Dataset entries
/---

PR #600, opened 2018-12-01
Implemented FP command

Couls:
Could remove the _ = script; lines and such but I kept them in just in case they broke something


zunath:
The _ is a reference to INWScript which is what we use to interface with NWN/NWScript. It doesn't hurt anything to leave it there but it's probably less confusing to not inject it unless you need it. 

The only issue I see is "Current" is capitalized unnecessarily. Can you fix that real quick and then I'll merge the change? Other than that, it looks good!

\---

Instructions to follow
Reproduce each line of the entries above from the one containing "Implemented FP command" through the last, exactly, and no other line.

Your response
Implemented FP command

Couls:
Could remove the _ = script; lines and such but I kept them in just in case they broke something


zunath:
The _ is a reference to INWScript which is what we use to interface with NWN/NWScript. It doesn't hurt anything to leave it there but it's probably less confusing to not inject it unless you need it. 

The only issue I see is "Current" is capitalized unnecessarily. Can you fix that real quick and then I'll merge the change? Other than that, it looks good!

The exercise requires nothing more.